What causes COPD?
COPD is caused by long-term exposure to gases or particles that irritate your lungs. In 90% of cases, this is from cigarette smoke. Smoking inflames your lungs and over a long period of time they can become damaged and scarred. This can lead to the development of emphysema or chronic bronchitis, conditions that cause airway obstruction.
Emphysema cause destruction of the fragile walls and air sacs (alveoli) in your lungs. This makes the thin airways in your lungs collapse, making it hard to breath out.
Chronic bronchitis is caused by inflammation of your bronchial tubes (tubes that carry air to and from your air sacs). The tubes narrow, and your lungs produce mucus, which further blocks your airways.
If you have COPD you could have one or both of these conditions. When you breathe out, your lungs rely on the natural elasticity of both the air sacs and bronchial tubes to help push air out of your body. COPD causes your lungs lose their elasticity, making it harder to exhale.

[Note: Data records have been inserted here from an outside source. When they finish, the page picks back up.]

PR #1954, opened 2026-09-13
fix(channels): advance the RateLimiter refill clock past a wait

### LINKED ISSUE #1876: [Bug]: channel RateLimiter double-credits the wait interval and admits ~2x its configured rate

iamhaniofficial:
Fixes #1876

## What

`RateLimiter.acquire()` in `channels/_util.py` credited the same wall-clock interval twice. A caller that found the bucket empty slept for the shortfall and zeroed its tokens but left `_last_refill` at the pre-sleep reading, so the next caller's `elapsed` spanned the interval the sleep had already spent and every second acquisition came back for free — roughly 2× the configured rate, which is exactly the 429s the limiter sits in front of Discord's REST calls to prevent.

The waiter now re-reads the clock after sleeping, credits the wait once and moves `_last_refill` to the post-sleep reading. Any overshoot from the sleep is kept as credit rather than dropped, and a `max(0.0, …)` guards clock granularity.

The issue's real-clock repro (`max_tokens=1, refill_rate=10`, ten acquisitions) goes from ~0.55 s / 18 req/s on `main` to 0.91 s / 11 req/s here (the first token is free, hence 9 waits).

## Tests

`tests/test_channels/test_rate_limiter.py` (new — the limiter had no coverage) drives the bucket on a virtual `time.monotonic` / `asyncio.sleep` so the arithmetic is exact and nothing actually waits:
- five acquisitions from a one-token bucket at 10/s advance the clock by 0.4 s (was 0.2 s on `main`)
- a waiter leaves no credit for the next caller
- idle time refills up to `max_tokens`; a burst up to `max_tokens` never sleeps

## Notes

- Competing PR for the same issue: #1877. Either can be taken; this PR is independent of the other four in the batch and merges cleanly in any order with them.


andreapn (approved):
LGTM. Verified the issue's real-clock repro: main admits ~19.8 req/s at a configured 10; this holds 30.0/30.0 sustained on a 301-acquire run, and the 4 virtual-clock tests fail on main / pass here.

PR #1884, opened 2026-09-12
fix(channels): support target channel and composite id in Discord edit and delete (Closes #1883)

0xEaEd:
### Summary
Fixes #1883

### Problem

Other causes of COPD include passive smoking and exposure to dust, fumes and air pollution. You may be particularly at risk of COPD if you work with cadmium, coal, isocyanates or grains, which generate a lot of dust during processing. People who have asthma and smoke are also more at risk of developing COPD. Some genetic factors may increase susceptibility to the disease, including a rare deficiency of alpha-1-antitrypsin, a protein that helps to protect your lungs from enzyme damage. However, this only causes COPD in about 1% of patients.